The fiscal rule is far from the only screening process for public investment projects. The Treasury still applies its Green Book principles to assess the business case for a project. On top of this the new Financial Transaction Control Framework aims to ensure the new fiscal space is not used irresponsibly, building on and not supplanting existing frameworks. It requires that major financial transactions (FTs) above a soon-to-be-specified threshold must be delivered by designated expert public financial institutions rather than by government departments, except when Treasury allows otherwise on the basis of “exceptional reasons where [doing so] would undermine the objectives of the policy”.  

FTs return on investment (ROI) must be at least as high as the yield on gilts — in other words covering the debt issued to finance it. This risks privileging a focus on securing certain returns with defined revenue streams, without due regard to wider strategic value that investments can bring in securing delivery of government targets and a long term industrial strategy. The FTCF stipulates that ROI be considered at the portfolio level, in line with conventional financial diversification. However, the specific character of the relationships between system components when guided towards strategic objectives — such as industrial strategy or especially decarbonisation — present severe challenges to the backward-looking correlations that traditionally inform portfolio diversification.

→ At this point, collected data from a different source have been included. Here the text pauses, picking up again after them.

PR #857, opened 2026-02-25
Ignore warnings about float to int casting on tcpdf_fonts

### LINKED ISSUE #856: Test fails on armhf with PHP 8.5 due to warning about casting values to `int`
When running the test suite on armhf and using PHP 8.5, a warning is displayed when some casts to int lead to overflows.
This was caught during the PHP 8.5 migration on Ubuntu. Here are the [logs of a test run](https://objectstorage.prodstack5.canonical.com/swift/v1/AUTH_0f9aae918d5b4744bf7b827671c86842/autopkgtest-resolute/resolute/armhf/t/tcpdf/20260223_123111_33caf@/log.gz) where you can read:
```
Warning: The float 2410464172741 is not representable as an int, cast occurred in /usr/share/php/tcpdf/include/tcpdf_fonts.php on line 941
```
These warnings are polluting the pdf output and causing the tests to fail. On Ubuntu, I've added a patch to just ignore the warnings and move on... I can open a PR with this patch, but I'd like to know if you have a better idea around the issue.

renanrodrigo:
The warning is being thrown in PHP 8.5, and it's breaking PDF generation in some cases, caught in tests executed on armhf systems.

Fixes: #856

----------------------------------------------

If you think masking this error may be dangerous or mask real situations which should be taken care of, feel free to reject/modify the approach.

I think this is safe because it's a warning which happens only in 32bit systems, where the cast is already present anyway and the overflows are happening already :)

### DIFF
--- a/include/tcpdf_fonts.php
+++ b/include/tcpdf_fonts.php
@@ -930,6 +930,12 @@ class TCPDF_FONTS {
 	 * @public static
 	 */
 	public static function _getTTFtableChecksum($table, $length) {
+		// Suppress warning about casting on armhf
+		if (PHP_INT_SIZE == 4) {
+			set_error_handler(function($errno, $errstr) {
+				return strpos($errstr, 'is not representable as an int') !== false;
+			}, E_WARNING);
+		}
 		$sum = 0;
 		$tlen = ($length / 4);
 		$offset = 0;
@@ -939,6 +945,9 @@ class TCPDF_FONTS {
 			$offset += 4;
 		}
 		$sum = unpack('Ni', pack('N', $sum));
+		if (PHP_INT_SIZE == 4) {
+			restore_error_handler();
+		}
 		return $sum['i'];
 	}
 
@@ -1382,9 +1391,18 @@ class TCPDF_FONTS {
 		foreach ($table as $data) {
 			$font .= $data['data'];
 		}
+		// Suppress warning about casting on armhf
+		if (PHP_INT_SIZE == 4) {
+			set_error_handler(function($errno, $errstr) {
+				return strpos($errstr, 'is not representable as an int') !== false;
+			}, E_WARNING);
+		}
 		// set checkSumAdjustment on head table
 		$checkSumAdjustment = 0xB1B0AFBA - self::_getTTFtableChecksum($font, strlen($font));
 		$font = substr($font, 0, $table['head']['offset'] + $offset + 8).pack('N', $checkSumAdjustment).substr($font, $table['head']['offset'] + $offset + 12);
+		if (PHP_INT_SIZE == 4) {
+			restore_error_handler();
+		}
 		return $font;
 	}
 


include/tcpdf_fonts.php
```diff
@@ -45,6 +45,12 @@
  * @version 1.1.1
  * @author Nicola Asuni - info@tecnick.com
  */
+
+// Suppress warning about casting on armhf
+set_error_handler(function($errno, $errstr) {
```
williamdes: Okay, I was not expecting such a patch
it does not fix it but hides the warning
I guess some debuting is needed to fix it for real?
Or this error suppression could be done around the problematic lines?

include/tcpdf_fonts.php
```diff
@@ -45,6 +45,12 @@
...
+    return strpos($errstr, 'is not representable as an int') !== false;
+}, E_WARNING);
```
williamdes: Aside from that, I would prefer not to keep a diff in Ubuntu
can you send your patch in Debian salsa?
so you can sync the version afterwards

renanrodrigo: Sure thing: once we agree on a good patch I can send it in salsa too (:

include/tcpdf_fonts.php
renanrodrigo: well yep.
This is ignoring the error just for the sake of the Ubuntu transition to PHP8.5, so we are not blocked, but the bug is still there - and it was there before, PHP is just complaining about it now...

I fear I don't have enough context to have a good solution for this issue soon, but I can look further in the future.

One thing I ended up doing for other packages is limiting it to 32bit PHP (by wrapping it in a check on `PHP_INT_SIZE`)

williamdes:
> (by wrapping it in a check on PHP_INT_SIZE

Good idea indeed
Plus moving your patch around the problematic lines would be better

renanrodrigo:
@williamdes 

So, from what I can see, there is a checksum calculation that is overflowing - I am not sure on how to fix that the proper way, for I don't know exactly where this checksum is being used later (not a fonts specialist :|). 

I updated this PR with the same code I applied in Ubuntu, and I see you have it in salsa too.
Let me know if there is something else I can help with here.

Thanks!

williamdes:
Thank you very much!
Yes that will be easier for someone else to debug this. I'd say there is barely a chance that it occurs but we will see

~~You can sync my Debian version when I upload it?~~
Edit: nevermind, I did read https://code.launchpad.net/~rr/ubuntu/+source/tcpdf/+git/tcpdf/+merge/500987

nicolaasuni:
Thank you very much, @renanrodrigo, for the PHP 8.5 armhf / 32-bit float-to-int casting fix in `tcpdf_fonts` - catching platform-specific overflow warnings on 32-bit ARM builds is exactly the kind of careful maintenance that helps downstream packagers, and it is genuinely appreciated.

The font subsystem in **[tc-lib-pdf](https://github.com/tecnickcom/tc-lib-pdf)** has been rewritten with proper integer typing throughout. If you encounter similar warnings there, feel free to open a PR or issue.

renanrodrigo:
Hey @nicolaasuni thanks for the heads up, and the path forward looks good btw (:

As we have previously argued, the economics guiding this approach is ill-suited to the non-linearities and disaggregability that characterise system-level consequences of the infrastructure we need to build, and with which GBE  will be concerned — in particular the Green Book’s current “net present social welfare” approach compares unfavourably to new frameworks like “risk opportunity analysis”.  

Given the timescales of the kind of investments needed, much also hinges on the choice of discount rate employed in this analysis. Green Book discount rates make heroic assumptions of a constant 2 per cent annual increase in GDP per capita and are updated infrequently and at a lag to interest rates that ground the concept in financially meaningful counterfactual rather than hedonic metaphysics. Other issues also pertain to cross-sectional variation in discount rates between projects, instances of double-discounting. The benefits calculation also depends on the overly simplistic monetisation of externalities such as abated greenhouse gas emissions in a manner that cannot easily account for path dependent and system-wide decarbonisation requirements and the uncertainty they bring.

Under the scrutiny of financial markets, good economic governance involves a mix of rules and discretion. The Chancellor’s much publicised changes to the former has broken with the tradition of the last fifteen years. But the latter will need a similar paradigm shift if the UK’s hopes of physical repair are not to be weighed down.